PR #2569, opened 2023-04-17
macOS failure in GitHub Actions

### LINKED ISSUE #2229: macOS failure in GitHub Actions
the build on GitHub Actions in macOS started to fail like that consistently:

```
Downloaded from central: https://repo.maven.apache.org/maven2/org/eclipse/emf/org.eclipse.emf.mwe2.launch/2.14.0/org.eclipse.emf.mwe2.launch-2.14.0.pom
...
Error:  Failed to execute goal on project org.eclipse.xtext.common.types.tests: Could not resolve dependencies for project org.eclipse.xtext:org.eclipse.xtext.common.types.tests:jar:2.31.0-SNAPSHOT: Failed to collect dependencies at org.eclipse.emf:org.eclipse.emf.mwe2.language:jar:2.14.0: Failed to read artifact descriptor for org.eclipse.emf:org.eclipse.emf.mwe2.language:jar:2.14.0: The following artifacts could not be resolved: org.eclipse.emf:org.eclipse.emf.mwe2.language:pom:2.14.0 (absent): Could not transfer artifact org.eclipse.emf:org.eclipse.emf.mwe2.language:pom:2.14.0 from/to central (https://repo.maven.apache.org/maven2): Connection reset -> [Help 1]
```

These are my suspects:

- macOS uses Maven 3.9.1, which might have introduced some breakage
- The really strict version in mwe2.launch https://github.com/eclipse/mwe/blob/master/plugins/org.eclipse.emf.mwe2.launch/pom.xml#L21 "[version]" is even stricter than "version"

Concerning the second point, https://books.sonatype.com/mvnref-book/reference/pom-relationships-sect-project-dependencies.html#pom-relationships-sect-version-ranges seems to discourage that syntax:

> When declaring a "normal" version such as 3.8.2 for Junit, internally this is represented as "allow anything, but prefer 3.8.2." This means that when a conflict is detected, Maven is allowed to use the conflict algorithms to choose the best version. If you specify [3.8.2], it means that only 3.8.2 will be used and nothing else. If somewhere else there is a dependency that specifies [3.8.1], you would get a build failure telling you of the conflict. We point this out to make you aware of the option, but use it sparingly and only when really needed. The preferred way to resolve this is via dependencyManagement.

LorenzoBettini:
Closes #2229 

I think that listing transitive dependencies of mwe2 is a better approach, but I still think mwe2 POMs should be fixed under that respect

### DIFF
--- a/org.eclipse.xtext.common.types.tests/pom.xml
+++ b/org.eclipse.xtext.common.types.tests/pom.xml
@@ -41,11 +41,15 @@
 		</dependency>
 		<dependency>
 			<groupId>org.eclipse.emf</groupId>
-			<artifactId>org.eclipse.emf.mwe2.language</artifactId>
+			<artifactId>org.eclipse.emf.mwe2.runtime</artifactId>
 		</dependency>
 		<dependency>
 			<groupId>org.eclipse.emf</groupId>
 			<artifactId>org.eclipse.emf.mwe2.launch</artifactId>
+		</dependency>
+		<dependency>
+			<groupId>org.eclipse.emf</groupId>
+			<artifactId>org.eclipse.emf.mwe2.language</artifactId>
 		</dependency>
 		<dependency>
 			<groupId>org.eclipse.platform</groupId>


cdietrich (approved):
given tests are green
☆ ☆ ☆ ☆ ☆
[What needs to be done] Go through the records line by line, and copy each line that holds the string "resolve".

[Answer area]
Error:  Failed to execute goal on project org.eclipse.xtext.common.types.tests: Could not resolve dependencies for project org.eclipse.xtext:org.eclipse.xtext.common.types.tests:jar:2.31.0-SNAPSHOT: Failed to collect dependencies at org.eclipse.emf:org.eclipse.emf.mwe2.language:jar:2.14.0: Failed to read artifact descriptor for org.eclipse.emf:org.eclipse.emf.mwe2.language:jar:2.14.0: The following artifacts could not be resolved: org.eclipse.emf:org.eclipse.emf.mwe2.language:pom:2.14.0 (absent): Could not transfer artifact org.eclipse.emf:org.eclipse.emf.mwe2.language:pom:2.14.0 from/to central (https://repo.maven.apache.org/maven2): Connection reset -> [Help 1]
> When declaring a "normal" version such as 3.8.2 for Junit, internally this is represented as "allow anything, but prefer 3.8.2." This means that when a conflict is detected, Maven is allowed to use the conflict algorithms to choose the best version. If you specify [3.8.2], it means that only 3.8.2 will be used and nothing else. If somewhere else there is a dependency that specifies [3.8.1], you would get a build failure telling you of the conflict. We point this out to make you aware of the option, but use it sparingly and only when really needed. The preferred way to resolve this is via dependencyManagement.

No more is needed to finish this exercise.